To calculate the monthly compound interest payment on a loan, you will need to know the loan amount, the interest rate, and the number of years of the loan. The interest rate is usually given as an annual percentage rate (APR). The number of years is usually given as a term, such as 3 years or 5 years.

Compounding can have a significant effect on the monthly payment amount. For example, if you have a three-year \$100 loan at an APR of 5%, your monthly payments would be \$3.13 with simple interest and \$3.27 with compound interest. The difference of just \$0.14 may not seem like much, but it can add up over time!

Here is a more detailed example:

Suppose you take out a three-year, \$1,000 loan at 5% APR.
– With simple interest, you would pay \$50 in interest each year, for a total of \$150 in interest over the life of the loan.

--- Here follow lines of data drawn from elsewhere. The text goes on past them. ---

PR #124, opened 2019-06-12
Add basic create_keystore test.

emersonknapp:
Also add dependency on cryptography module to parse generated files.

Signed-off-by: Emerson Knapp <eknapp@amazon.com>

Issue #109, opened 2019-04-06
Replace openssl subprocess calls with python cryptography library


ruffsl:
Currently, the sros2 api makes subprocess calls to the systems OpenSSL CLI for generating public/private x509 key pairs and signing for SMIME. This is a bit hacky, as it relies upon the OpenSSL CLI to be consistent across runtime targets, making it quite fragile should the CLI or implicit defaults change. Instead, we should seek to use a proper cryptography library API so we may have finer control over key material provisioning and error handling for the user.

For example, users wishing to use Connext for DDS Security must swap the environment to point to a version of OpenSSL shipped by RTI. As RTI’s OpenSSL installer does not fully configure the CLI, as it does instead for the shared library, nor does the install respect the system config defaults for OpenSSL; this results in warnings produced by the RTI OpenSSL CLI binary that are susiquentl silenced by sros2 use of subprocess, obscuring potential errors or deviating crypto settings.

---

## Background

> `cryptography` is a package which provides cryptographic recipes and primitives to Python developers. Our goal is for it to be your "cryptographic standard library". `cryptography` includes both high level recipes and low level interfaces to common cryptographic algorithms such as symmetric ciphers, message digests, and key derivation functions.  
https://cryptography.io

By far, my favorite python library for this is `cryptography`, which has a pythonic API, excellent documentation, and readily available for most targets. This what I also used back for SROS1 when developing its keyserver:  
https://github.com/ros/ros_comm/blob/f95b4a5de2acb4fb53f0e9a4cff47dcef928eac5/tools/rosgraph/src/rosgraph/key_helper.py

## Progress

While sros2 CLI was still in its early stages, I previously prototyped a more advanced keystore workspace tool called [Keymint](https://github.com/keymint/keymint_tools), again using the python `cryptography` library:

https://github.com/keymint/keymint_keymake/tree/adc38e07ce5f16d6ba4b36294d7d2e8a361153f0/keymint_keymake/pki

This allowed me to abstract a bit more allowing users to finally configure the asymmetric key algorithm/size/format, CA hierarchy, period of validity and expiration, file protection, etc. I’d like to port over most of these features directly into sros2, but would like to just start by swapping out the subprocess calls and establishing `cryptography` as a primary depency.

The only road bump is foresee is that of supporting SMIME signatures when notarizing DDS Security governance and permission documents. As of writing, the `cryptography` library doesn’t yet seem to have a simple API for producing smime signature. This has been an open ticket for a while:

[...]

PR #126, opened 2019-06-13
Remove use of subprocess for creating ca key and cert

emersonknapp:
Depends on https://github.com/ros2/sros2/pull/124

Removes first instance of `run_shell_command` subprocess call, beginning the fix for https://github.com/ros2/sros2/issues/109 

Signed-off-by: Emerson Knapp <eknapp@amazon.com>

### DIFF
--- a/sros2/sros2/api/__init__.py
+++ b/sros2/sros2/api/__init__.py
@@ -331,7 +331,6 @@ def create_keystore(keystore_path):
 
 def is_valid_keystore(path):
     res = os.path.isfile(os.path.join(path, 'ca_conf.cnf'))
-    res &= os.path.isfile(os.path.join(path, 'ecdsaparam'))
     res &= os.path.isfile(os.path.join(path, 'index.txt'))
     res &= os.path.isfile(os.path.join(path, 'ca.key.pem'))
     res &= os.path.isfile(os.path.join(path, 'ca.cert.pem'))
--- a/sros2/sros2/api/__init__.py
+++ b/sros2/sros2/api/__init__.py
@@ -13,6 +13,7 @@
 # limitations under the License.
 
 from collections import namedtuple
+import datetime
 import itertools
 import os
 import platform
@@ -20,6 +21,11 @@ import shutil
 import subprocess
 import sys
 
+from cryptography import x509
+from cryptography.hazmat.backends import default_backend as cryptography_backend
+from cryptography.hazmat.primitives import hashes
+from cryptography.hazmat.primitives import serialization
+from cryptography.hazmat.primitives.asymmetric import ec
 from lxml import etree
 
 from rclpy.exceptions import InvalidNamespaceException
@@ -116,6 +122,25 @@ def check_openssl_version(openssl_executable):
         raise RuntimeError('need openssl 1.0.2 minimum')
 
 
+def write_key(
+    key,
+    key_path,
+    encoding=serialization.Encoding.PEM,
+    format=serialization.PrivateFormat.PKCS8,
+    encryption_algorithm=serialization.NoEncryption()
+):
+    with open(key_path, 'wb') as f:
+        f.write(key.private_bytes(
+            encoding=encoding,
+            format=format,
+            encryption_algorithm=encryption_algorithm))
+
+
+def write_cert(cert, cert_path, encoding=serialization.Encoding.PEM):
+    with open(cert_path, 'wb') as f:
+        f.write(cert.public_bytes(encoding=encoding))
+
+
 def create_ca_conf_file(path):
     with open(path, 'w') as f:
         f.write("""\
@@ -189,12 +214,21 @@ def create_ecdsa_param_file(path):
     run_shell_command('%s ecparam -name prime256v1 > %s' % (openssl_executable, path))
 
 
-def create_ca_key_cert(ecdsa_param_path, ca_conf_path, ca_key_path, ca_cert_path):
-    openssl_executable = find_openssl_executable()
-    check_openssl_version(openssl_executable)
-    run_shell_command(
-        '%s req -nodes -x509 -days 3650 -newkey ec:%s -keyout %s -out %s -config %s' %
-        (openssl_executable, ecdsa_param_path, ca_key_path, ca_cert_path, ca_conf_path))
+def create_ca_key_cert(ca_key_out_path, ca_cert_out_path):
+    private_key = ec.generate_private_key(ec.SECP256R1, cryptography_backend())
+    write_key(private_key, ca_key_out_path)
+
+    common_name = x509.NameAttribute(x509.oid.NameOID.COMMON_NAME, u'sros2testCA')
+    builder = x509.CertificateBuilder()\
+        .issuer_name(x509.Name([common_name])) \
+        .serial_number(x509.random_serial_number()) \
+        .not_valid_before(datetime.datetime.today() - datetime.timedelta(days=1)) \
+        .not_valid_after(datetime.datetime.today() + datetime.timedelta(days=3650)) \
+        .public_key(private_key.public_key()) \
+        .subject_name(x509.Name([common_name])) \
+        .add_extension(x509.BasicConstraints(ca=True, path_length=1), critical=True)
+    cert = builder.sign(private_key, hashes.SHA256(), cryptography_backend())
+    write_cert(cert, ca_cert_out_path)
 
 
 def create_governance_file(path, domain_id):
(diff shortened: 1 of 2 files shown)


sros2/sros2/api/__init__.py
```diff
@@ -189,12 +214,21 @@ def create_ecdsa_param_file(path):
...
-    check_openssl_version(openssl_executable)
-    run_shell_command(
-        '%s req -nodes -x509 -days 3650 -newkey ec:%s -keyout %s -out %s -config %s' %
-        (openssl_executable, ecdsa_param_path, ca_key_path, ca_cert_path, ca_conf_path))
+def create_ca_key_cert(ca_key_out_path, ca_cert_out_path):
+    private_key = ec.generate_private_key(ec.SECP256R1, cryptography_backend())
+    write_key(private_key, ca_key_out_path)
+
+    common_name = x509.NameAttribute(x509.oid.NameOID.COMMON_NAME, u'sros2testCA')
+    builder = x509.CertificateBuilder()\
```
jacobperron:
```suggestion
    builder = x509.CertificateBuilder() \
```

sros2/sros2/api/__init__.py
```diff
@@ -116,6 +122,25 @@ def check_openssl_version(openssl_executable):
         raise RuntimeError('need openssl 1.0.2 minimum')
 
 
+def write_key(
+    key,
+    key_path,
+    encoding=serialization.Encoding.PEM,
```
kyrofa: I suggest making the kwargs keyword-only, it leads to an API that is easier to use and easier to change in a backward-compatible manner:

```python3
def write_key(
    key,
    key_path,
    *,
    encoding=serialization.Encoding.PEM,
    format=serialization.PrivateFormat.PKCS8,
    encryption_algorithm=serialization.NoEncryption()
```

sros2/sros2/api/__init__.py
```diff
@@ -116,6 +122,25 @@ def check_openssl_version(openssl_executable):
...
+    encryption_algorithm=serialization.NoEncryption()
+):
+    with open(key_path, 'wb') as f:
+        f.write(key.private_bytes(
+            encoding=encoding,
+            format=format,
+            encryption_algorithm=encryption_algorithm))
+
+
+def write_cert(cert, cert_path, encoding=serialization.Encoding.PEM):
```
kyrofa: Ditto here, I suggest making `encoding` keyword-only.

sros2/sros2/api/__init__.py
```diff
@@ -189,12 +214,21 @@ def create_ecdsa_param_file(path):
...
 
 
-def create_ca_key_cert(ecdsa_param_path, ca_conf_path, ca_key_path, ca_cert_path):
-    openssl_executable = find_openssl_executable()
-    check_openssl_version(openssl_executable)
-    run_shell_command(
-        '%s req -nodes -x509 -days 3650 -newkey ec:%s -keyout %s -out %s -config %s' %
-        (openssl_executable, ecdsa_param_path, ca_key_path, ca_cert_path, ca_conf_path))
+def create_ca_key_cert(ca_key_out_path, ca_cert_out_path):
+    private_key = ec.generate_private_key(ec.SECP256R1, cryptography_backend())
```
kyrofa: Can you add a comment regarding the use of `SECP256R1`? Why are we using that one?

sros2/sros2/api/__init__.py
```diff
@@ -189,12 +214,21 @@ def create_ecdsa_param_file(path):
...
+
+    common_name = x509.NameAttribute(x509.oid.NameOID.COMMON_NAME, u'sros2testCA')
+    builder = x509.CertificateBuilder()\
+        .issuer_name(x509.Name([common_name])) \
+        .serial_number(x509.random_serial_number()) \
+        .not_valid_before(datetime.datetime.today() - datetime.timedelta(days=1)) \
+        .not_valid_after(datetime.datetime.today() + datetime.timedelta(days=3650)) \
+        .public_key(private_key.public_key()) \
+        .subject_name(x509.Name([common_name])) \
+        .add_extension(x509.BasicConstraints(ca=True, path_length=1), critical=True)
```
kyrofa: Cryptography's tutorials establish a pattern that I prefer over the line continuations:

```python3
x509.CertificateBuilder().subject_name(
    subject
).issuer_name(
    issuer
)
# ...
```

That style seems easier to modify without getting errors for forgetting a backslash. Thoughts?

sros2/sros2/api/__init__.py
```diff
@@ -236,24 +270,18 @@ def create_keystore(keystore_path):
...
     if not os.path.isfile(ca_conf_path):
         print('creating CA file: %s' % ca_conf_path)
         create_ca_conf_file(ca_conf_path)
     else:
         print('found CA conf file, not writing a new one!')
 
-    ecdsa_param_path = os.path.join(keystore_path, 'ecdsaparam')
-    if not os.path.isfile(ecdsa_param_path):
-        print('creating ECDSA param file: %s' % ecdsa_param_path)
-        create_ecdsa_param_file(ecdsa_param_path)
```
kyrofa: Do we no longer need this, then? What purpose was it serving?

sros2/sros2/api/__init__.py
```diff
@@ -189,12 +214,21 @@ def create_ecdsa_param_file(path):
     run_shell_command('%s ecparam -name prime256v1 > %s' % (openssl_executable, path))
```
kyrofa: Can we get rid of this function, now? Or do we use it/that file elsewhere?

sros2/sros2/api/__init__.py
emersonknapp: This file was the "elliptic curve parameters" for creating the cert. Since we're building in Python, we don't need to write out a parameter file to use as an input to generate the private key for the CA cert, we just specify in the call here https://github.com/ros2/sros2/pull/126/files#diff-4db4152194feafaa6ef7a7fd1c647c53R218 - instead of writing to a file here https://github.com/ros2/sros2/pull/126/files#diff-4db4152194feafaa6ef7a7fd1c647c53R214

sros2/sros2/api/__init__.py
emersonknapp: Yeah, looks better that way. I was thinking in C syntax, will change

sros2/sros2/api/__init__.py
emersonknapp: I'm not 100% sure on the choice, it's the internal name for what we are specifying in this call  https://github.com/ros2/sros2/pull/126/files#diff-4db4152194feafaa6ef7a7fd1c647c53R214 with the arg "prime256v1". @ruffsl maybe you can shed more light on the choice of curve?

sros2/sros2/api/__init__.py
emersonknapp: We are still using `create_ecdsa_param_file` in one other place, my thinking is the next pass on this shell-removal process would remove this function and file. (the linter would complain if it was unused)

sros2/sros2/api/__init__.py
kyrofa: Excellent, thank you.

sros2/sros2/api/__init__.py
```diff
@@ -116,6 +122,26 @@ def check_openssl_version(openssl_executable):
         raise RuntimeError('need openssl 1.0.2 minimum')
 
 
+def write_key(
```
kyrofa: This is looking good, I just have one last question: this API is public, no? Are we sure we want to make functions like this public as well? Or should we prepend them with an underscore? If so, we should do that now, otherwise changing it in the future is technically breaking API.

sros2/sros2/api/__init__.py
mikaelarguedas: > can shed more light on the choice of curve?

The choice of the curve `prime256v1` is specified by the [DDS-Security specification](https://www.omg.org/spec/DDS-SECURITY/1.1/PDF) in section 9.3.1.
> The public key of the CA shall be either a 2048-bit RSA key [44] or else a 256-bit Elliptic Curve Key for the prime256v1 curve [41], also known as the NIST P-256 curve [42].

`SECP256R1` is another alias for that same curve: https://tools.ietf.org/search/rfc4492#appendix-A so this is the right change :+1: 

> Can you add a comment regarding the use of SECP256R1?

:+1: for adding a comment for future code readers

kyrofa: Thank you @mikaelarguedas, that's exactly the ammo required for a good comment!

sros2/sros2/api/__init__.py
emersonknapp: made private

sros2/sros2/api/__init__.py
emersonknapp: comment added

emersonknapp:
* Linux [Build Status](http://ci.ros2.org/job/ci_linux/7396/)
* Linux-aarch64 [Build Status](http://ci.ros2.org/job/ci_linux-aarch64/3553/)
* macOS [Build Status](http://ci.ros2.org/job/ci_osx/6070/)
* Windows [Build Status](http://ci.ros2.org/job/ci_windows/7225/)

emersonknapp:
@kyrofa We'll probably have merge conflicts between this and https://github.com/ros2/sros2/pull/129 - let's get that in first since it was ready first :)

emersonknapp:
@jacobperron since #129 has issues, this one first! ;D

Your monthly payments would be \$41.67 (\$1,000 divided by 36 months).
– With compound interest, your monthly payment would be \$33.33 (\$1,000 divided by 30 months), but you would pay a total of\$164.17 in interest over the life of the loan.
In this instance, compound interest costs you an additional \$14.17 in interest over the life of the loan!

## What are Some Ways to Reduce the Cost of a Loan with Compound Interest?

Compound interest is when you earn interest on your original investment, plus any interest that has accrued. The longer you leave your money in the account, the more interest you will accrue, and the higher your balance will grow.

To reduce the cost of a loan with compound interest, you can:
-Make extra payments toward the principal balance of your loan.
-Pay off your loan as early as possible.
-Refinance your loan to a lower interest rate.